Accumulating evidence showed that the claudin‐6 (CLDN6) expression was abnormal in many cancers, while its expression and biological functions in hepatocellular carcinoma (HCC) is still unclear. The present study demonstrated that CLDN6 was upregulated in HCC tissues compared with tumour‐adjacent tissues. CLDN6 silencing was significantly inhibited proliferation, migration, and invasion of HepG2 cells. Meanwhile, downregulation of CLDN6 remarkably inhibited the activation of EGFR/AKT/mTOR signalling pathway. Interestingly, the effect of CLDN6 overexpression on HepG2 cell proliferation and invasion could be inhibited by EGFR/AKT/mTOR signalling pathway inhibitor (AG1478).

中文翻译：

---

CLDN6的下调通过调节肝细胞癌中的EGFR / AKT / mTOR信号传导途径抑制细胞增殖，迁移和侵袭。

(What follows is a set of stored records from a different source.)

PR #1665, opened 2025-03-21
feat(hardcover): init

Papweer:
## 🎉 Theme for Hardcover 🎉

Hardcover is a website to track, discover and share books. [hardcover.app](http://hardcover.app)

## 💬 Additional Comments 💬

I couldn't figure out how to theme the tool tips that appear when you hover over a book icon. They don't appear with pusdoclasses and disapear when freezing the page.

## 🗒 Checklist 🗒

- [X] I have read and followed Catppuccin's [submission guidelines](https://github.com/catppuccin/userstyles/blob/main/docs/userstyle-creation.md).
- [X] I have made a new directory underneath `/styles/<name-of-website>` containing the contents of the [`/template`](https://github.com/catppuccin/userstyles/blob/main/template/) directory.
  - [X] I have ensured that the new directory is in **lower-kebab-case**.
  - [X] I have followed the template and kept the preprocessor as [LESS](https://lesscss.org/#overview).
- [X] I have made sure to update the [`userstyles.yml`](https://github.com/catppuccin/userstyles/blob/main/scripts/userstyles.yml) file with information about the new userstyle.
- [X] I have included the following files:
  - [X] `catppuccin.user.less` - all the CSS for the userstyle, based on the template.
  - [X] `preview.webp` - composite image of all four individual flavor screenshots (taken with the default accent color of mauve) stitched together, generated via [Catwalk](https://github.com/catppuccin/catwalk).


Papweer:
> Have you tried https://github.com/catppuccin/userstyles/blob/main/docs/tips-and-tricks/inspect-hard-to-grab-elements.md?

The tooltip just seems to not exist when I tried to pick them when frozen (or at any other time)

scripts/userstyles.yml
```diff
@@ -429,6 +431,13 @@ userstyles:
     readme:
       app-link: https://news.ycombinator.com
     current-maintainers: [*lucasmelin]
+  hardcover:
+    name: Hardcover
+    categories: [library, social_networking]
```
uncenter, line 436:
```suggestion
    categories: [productivity, social_networking]
```
The library category is unfortunately not for things relating to actual book libraries, it is for software libraries 😅

scripts/userstyles.yml
```diff
@@ -429,6 +431,13 @@ userstyles:
...
+    color: mauve
```
uncenter, line 437:
```suggestion
    color: lavender
```
Feels more appropriate.

styles/hardcover/catppuccin.user.less
```diff
@@ -0,0 +1,352 @@
...
+    }
+
+    input,
+    textarea {
+      &::placeholder {
+        color: @subtext0 !important;
+      }
+    }
+
+    :root, body, html {
```
uncenter, line 68:
```suggestion
    &, body {
```

`&` refers to the parent selector, which in this case is already `:root` (since we apply this #catppuccin mixin within a :root selector on lines 19-24 above). And `:root` is another way of saying the `html` element.

WalkQuackBack:
> > Have you tried https://github.com/catppuccin/userstyles/blob/main/docs/tips-and-tricks/inspect-hard-to-grab-elements.md?
> 
> The tooltip just seems to not exist when I tried to pick them when frozen (or at any other time)

By not exist does it entirely disappear from the DOM tree? It should still be there in the debugger view, you just might not be able to pick it using the visual picker. If you know keywords you can manually search the DOM for the element while it's frozen.

uncenter:
> The tooltip just seems to not exist when I tried to pick them when frozen (or at any other time)

I think your issue is timing. You'll need to run the snippet in the console, and then move your mouse over the page and trigger the action (e.g. hover over the thing that causes the tooltip to show up) in the three seconds before the page freezes. Then with the page frozen you should be able to still see the tooltip you triggered and you can inspect it and check it out.

Papweer:
Fixed the tooltips. Turns out the element for them was at the very bottom of the html.

scripts/userstyles.yml
```diff
@@ -333,6 +334,13 @@ userstyles:
     icon: ycombinator
     color: peach
     current-maintainers: [*lucasmelin]
+  hardcover:
+    name: Hardcover
+    categories: [productivity, social_networking]
+    color: lavender
+    readme:
+      app-link: https://hardcover.app
```
uncenter, line 342:
```suggestion
    name: Hardcover
    link: https://hardcover.app
    categories: [productivity, social_networking]
    color: lavender
```

styles/hardcover/catppuccin.user.less
```diff
@@ -0,0 +1,362 @@
...
+        color: @subtext0 !important;
+      }
+    }
+
+    &, body {
+      background-color: @base !important;
+    }
+
+    // Base Elements
+    p, div, a, span, button, h1, h2, h3, strong {
```
uncenter, line 73: We should target the Tailwind classes or variables instead of individual elements. In this case maybe `.text-white`.

styles/hardcover/catppuccin.user.less
```diff
@@ -0,0 +1,362 @@
...
+      color: @text;
+    }
+
+    // General
+      // Backgrounds
+    .bg-white {
+      background-color: @crust;
+      border-color: @crust;
```
uncenter, line 81: Target whatever other Tailwind class is setting the border color, since `bg-white` only sets the background.

uncenter: Same goes for a bunch of these classnames below.

uncenter (changes requested):

Papweer:
Should be good now, style is much cleaner now since I'm using mixins and as far as I can see everything is themed.

Papweer (commented):
Should be ready to review now

styles/hardcover/catppuccin.user.less
```diff
@@ -0,0 +1,336 @@
...
+      // Target all text elements in tooltip
+      span, a, h1, h2, div {
+        color: @base !important;
+      }
+    }
+    
+    // Transparency
+    .bg-opacity-70 {
+      opacity: 0.8 !important;
+    }
```
uncenter: This seems like something that they would already have set?

styles/hardcover/catppuccin.user.less
```diff
@@ -0,0 +1,336 @@
...
+    .generateColorStyles(~"amber", @yellow);
+    .generateColorStyles(~"blue", @blue);
+    .generateColorStyles(~"orange", @peach);
+
+    // Border Colors
+    @borderMantleClasses: ~".lg\:border-secondary, .hover\:bg-gray-100:hover, .border-gray-100, .dark\:border-gray-700, .border-secondary, .border-tertiary, .dark\:border-secondary";
+    @borderSurface0Classes: ~".border-gray-200, .border-gray-300, .border-gray-400, .border-muted";
+
+    @{borderMantleClasses} { border-color: @mantle; }
+    @{borderSurface0Classes} { border-color: @surface0; }
```
uncenter: Is there a reason for these being in strings instead of just being selectors?

styles/hardcover/catppuccin.user.less
```diff
@@ -0,0 +1,336 @@
...
+    @{bgMantleClasses} { background-color: @mantle; }
+    @{bgSurface0Classes} { background-color: @surface0; }
+    @{bgSurface1Classes} { background-color: @surface1; }
+
+    // Accent + Colored Backgrounds
+    @textAccentClasses: ~".text-accent, .text-primary, .text-indigo-100, .text-indigo-300, .text-indigo-400, .text-indigo-500, .text-indigo-600, .text-indigo-700, .text-indigo-800, .hover\:text-accent:hover";
+    @borderAccentClasses: ~".border-accent, .border-primary, .border-indigo-50, .border-indigo-100, .border-indigo-200, .border-indigo-300, .border-indigo-400, .border-indigo-500, .border-indigo-600, .border-indigo-700, .hover\:border-accent:hover, .hover\:border-primary:hover, .hover\:border-indigo-50:hover, .hover\:border-indigo-100:hover, .hover\:border-indigo-200:hover, .hover\:border-indigo-300:hover, .hover\:border-indigo-900:hover";
+    
+    @{borderAccentClasses} { border-color: @accent !important; }
+    @{textAccentClasses} { color: @accent !important; }
```
uncenter: Same here, seems like we can just use these as selectors instead of inline strings.

styles/hardcover/catppuccin.user.less
```diff
@@ -0,0 +1,336 @@
...
+      }
+
+      // Text classes
+      [class*=" text-@{colorName}"], [class^="text-@{colorName}"] {
+        color: @colorValue;
+      }
+      // Fill
+      [class*=" fill-@{colorName}"], [class^="fill-@{colorName}"] {
+        fill: @colorValue;
+      }
```
uncenter: Why do we need the space after the opening quote? If you don't do that the second part with ^= is seemingly unnecessary?
```suggestion
      [class*="bg-@{colorName}"] {
        .coloredElement(@colorValue);
      }

      // Border classes
      [class*="border-@{colorName}"] {
        border-color: @colorValue;
      }

      // Text classes
      [class*="text-@{colorName}"] {
        color: @colorValue;
      }
      // Fill
      [class*="fill-@{colorName}"] {
        fill: @colorValue;
      }
```

styles/hardcover/catppuccin.user.less
```diff
@@ -0,0 +1,336 @@
...
+      fill: @textColor !important;
+      --tw-ring-color: @bgColor;
+
+      [class*="text-"], [class*="fill-"] {
+        color: @textColor !important;
+        fill: @textColor !important;
+      }
+    }
+
+    .generateColorStyles(@colorName, @colorValue) {
```
uncenter:
```suggestion
    .tailwindColorUtilities(@colorName, @colorValue) {
```

I would rename it to something like this. Don't forget to update uses of it down below.

uncenter (changes requested):

uncenter (changes requested):
This bar at the bottom is unthemed:

CleanShot 2025-07-27 at 13 48 11

The background of a list like this is unthemed (https://hardcover.app/@hardcover/lists/the-esquire-75-best-sci-fi-books-of-all-time?order=list_books_position&direction=asc&start=0&limit=100&view=shelf):

CleanShot 2025-07-27 at 13 48 15

Seems to be a black border around this seaerch bar at the top?

CleanShot 2025-07-27 at 13 48 21

styles/hardcover/catppuccin.user.less
Papweer: `[class*="bg-"]` would also match classes starting with `dark:`. The space makes sure that the class is not prefixed by anything.

uncenter: Can we leave a comment like `/* Spaces added before classnames and additional =^ selector used to avoid matching classes starting with "dark:". */` then?

styles/hardcover/catppuccin.user.less
Papweer: Renamed

styles/hardcover/catppuccin.user.less
Papweer: Was a remnant of some stuff I was trying, removed now.

styles/hardcover/catppuccin.user.less
Papweer: Same reason as above, fixed

Papweer:
Should be good now?

uncenter:
No need to update this branch it pings me everytime and there is no reason to be up to date with main all the time.

uncenter:
The text of these tab headers in the login/signup modal is unthemed on hover (seems like setting `--color-white` to `text` might fix it):

CleanShot 2025-08-21 at 15 49 10

This first account steps page has some issues:
CleanShot 2025-08-21 at 15 51 21

1) These bars at the top left are unthemed, are themed like so:

```css
.bg-indigo-500 {
	background-color: var(--color-indigo-500);
}
```

They should be distinct from the accent color, slightly darker or lighter maybe.

2) Placeholder text in the form inputs is unthemed, is themed like:

```css
.text-foreground\/50 {
	color: color-mix(in oklab,var(--foreground)50%,transparent);
}
```

You could set `--foreground` but I would set the whole `.text-foreground\/50` class to `@subtext0` to match how we do placeholders elsewhere instead of letting their transparency attempt it.

Unthemed stuff on the edit profile page:

CleanShot 2025-08-21 at 15 55 13

The edit profile button itself shouldn't be yellow on hover/active I think:

CleanShot 2025-08-21 at 15 57 07


And on the account settings privacy page:

CleanShot 2025-08-21 at 15 55 54

Seems like the border colors are a bit too muted, especially compared to the unthemed site:

CleanShot 2025-08-21 at 15 58 37

CleanShot 2025-08-21 at 15 58 45

The bar chart primary color for ratings should be yellow, not peach, to match the star color:

CleanShot 2025-08-21 at 15 59 45

Unlike the unthemed site, hovering over the icons in the bottom bar doesn't show any indication of hover state.

CleanShot 2025-08-21 at 16 01 12
CleanShot 2025-08-21 at 16 01 28

Papweer:
Fixed all the issues you mentioned and some more I found. Code is cleaner now, should be good.

styles/hardcover/catppuccin.user.less
```diff
@@ -0,0 +1,544 @@
...
+      }
+    }
+
+    .tailwindColorUtilities(@colorName, @colorValue) {
+      // Spaces used with ^= here to prevent matching classes with dark: prefix
+
+      // Border classes
+      [class*=" border-@{colorName}"], [class^="border-@{colorName}"] {
+        border-color: @colorValue;
+      }
```
uncenter, line 64: Forgive me if I've already asked, can we not do...

```suggestion
      // Border classes
      .border-@{colorName} {
        border-color: @colorValue;
      }
```

For all of these?

Papweer: `.border-@{colorName}` doesn't work since the classes are structured like `bg-yellow-500` and I want to match any possible option for the value. I feel like there should be a way to do it nicely in less but I can't find anything. I just updated the comment to explain it better.

Papweer:
Not sure how to optimize the svg to satisfy the lint. Tried optimizing using svgo but still doesn't work.

uncenter:
> Not sure how to optimize the svg to satisfy the lint. Tried optimizing using svgo but still doesn't work.

Did you run `deno task lint:fix`?

Papweer:
> Did you run `deno task lint:fix`?

Thanks it worked, I didn't know how to run deno lint locally so it will be useful.

uncenter:
> > Did you run `deno task lint:fix`?
> 
> Thanks it worked, I didn't know how to run deno lint locally so it will be useful.

We have it documented under https://userstyles.catppuccin.com/contributing/#development-environment but I get our documentation can be confusing. If you have any suggestions for us to make that (or any) part of the docs more clear and straightforward please let me know so we can improve! 🙏

uncenter:
> Thanks it worked, I didn't know how to run deno lint locally so it will be useful.

I'm hoping https://github.com/catppuccin/userstyles/pull/1901 will help with informing people about the autofix command!

styles/hardcover/catppuccin.user.less
```diff
@@ -129,6 +129,34 @@
         .coloredElement(@colorValue);
       }
     }
+    
+    * {
```
uncenter: We should avoid using the universal selectors for performance reasons. Use whatever specific selectors the website itself likely uses.

Papweer:
Lint is passing locally but failing on Github with no error message. Lint fix does nothing. Got rid of the @property but still failing. 
Edit: Fixed now

styles/hardcover/catppuccin.user.less
```diff
@@ -0,0 +1,580 @@
...
+    [type="checkbox"], [type="radio"] {
+      color: @accent;
+      @svg: escape(
+          '<svg viewBox="0 0 16 16" fill="@{base} xmlns="http://www.w3.org/2000/svg"><circle cx="8" cy="8" r="3"/></svg>'
+        );
+      background-image: url("data:image/svg+xml,@{svg}");
+    }
+
+    // Misc
+    button[aria-label="Close toast"] {
```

越来越多的证据表明，claudin-6（CLDN6）的表达在许多癌症中都是异常的，而其在肝细胞癌（HCC）中的表达和生物学功能仍不清楚。本研究表明，与癌旁组织相比，CLDN6在肝癌组织中上调。CLDN6沉默显着抑制HepG2细胞的增殖，迁移和侵袭。同时，CLDN6的下调显着抑制了EGFR / AKT / mTOR信号通路的激活。有趣的是，EGFR / AKT / mTOR信号通路抑制剂（AG1478）可抑制CLDN6过表达对HepG2细胞增殖和侵袭的影响。